Issue #869, opened 2023-11-29
Incorrectly serialized format when using a range validator on a Decimal Marshmallow field


intZero:
Hello! One of our Marshmallow serializers includes this field:
`conversion_factor = fields.Decimal(required=True, validate=[Range(min=0)])`

In 6.1.0+ this serializes to:
```
conversion_factor:
  type: number
  minimum: !!python/object/apply:decimal.Decimal
  - '0'
```
I've traced the issue to this section of code in field2range() in field_converter.py:
```
# Serialize min/max values with the field to which the validator is applied
return {
    k: field._serialize(v, None, None)
    for k, v in make_min_max_attributes(validators, min_attr, max_attr).items()
}
```
The main problem is that in _serialize for a Number:
```
"""Return a string if `self.as_string=True`, otherwise return this field's `num_type`."""
```
And since for a Decimal field the default self.as_string=False (standard usage) we get "!!python/object/apply:decimal.Decimal". I suggest that for field types where _serialize does this you instead run _to_string which will format the number accordingly:
```
conversion_factor:
  type: number
  minimum: '0.000000'
```

lafrech:
Thanks for reporting. Would you like to work on this (change + test)?

intZero:
Yeah I've made the change and written a couple of tests for it, should I open a PR against dev?

lafrech:
Yes, please !

intZero:
Cool, could I get access to create branch intzero/fix-decimal-range please?

lafrech:
The procedure is to push the branch to your GH fork, then open the PR.

intZero:
My bad! Have opened a PR here https://github.com/marshmallow-code/apispec/pull/870

lafrech:
Sorry for not spotting this any sooner, but I think the way to go is to set `as_string=True` in `Decimal` field, rather than adding field-specific code in a generic function.

See 

- https://github.com/marshmallow-code/flask-smorest/issues/517
- https://marshmallow.readthedocs.io/en/stable/marshmallow.fields.html#marshmallow.fields.Decimal

intZero:
Yeah I saw your reply to the PR. I really don't think that asking people to change their business logic by changing the serializer to use a different variable type is a solution imho! Secondly, it isn't a solution anyway as you will end up with:
```  
type: number
  minimum: '0'
  maximum: '1000000'
```
[...]

PR #870, opened 2023-12-01
Fix decimal range validators

intZero:
"Native" numerical types such as Int and Float serialize correctly but Decimal needs to specifically be serialized to a float for the renderer.

From this issue: https://github.com/marshmallow-code/apispec/issues/869

Previously, this field
```
conversion_factor = fields.Decimal(required=True, validate=[Range(min=0, max=1000000)])
```

would render to:
```
conversion_factor:
  type: number
  minimum: !!python/object/apply:decimal.Decimal
  - '0'
  maximum: !!python/object/apply:decimal.Decimal
  - '1000000'
```

Now it will render to:
```
conversion_factor:
  type: number
  minimum: 0.0
  maximum: 1000000.0
```


lafrech:
I think it is the same issue as flask-smorest's https://github.com/marshmallow-code/flask-smorest/issues/517, except in flask-smorest we want to solve it by using flask json serializer.

Did you set `as_string=True`? See docstring in `Decimal` field.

» **Action item**:
Go through the entries and return each line where the word "self" occurs.

» **Task result**:
"""Return a string if `self.as_string=True`, otherwise return this field's `num_type`."""
And since for a Decimal field the default self.as_string=False (standard usage) we get "!!python/object/apply:decimal.Decimal". I suggest that for field types where _serialize does this you instead run _to_string which will format the number accordingly:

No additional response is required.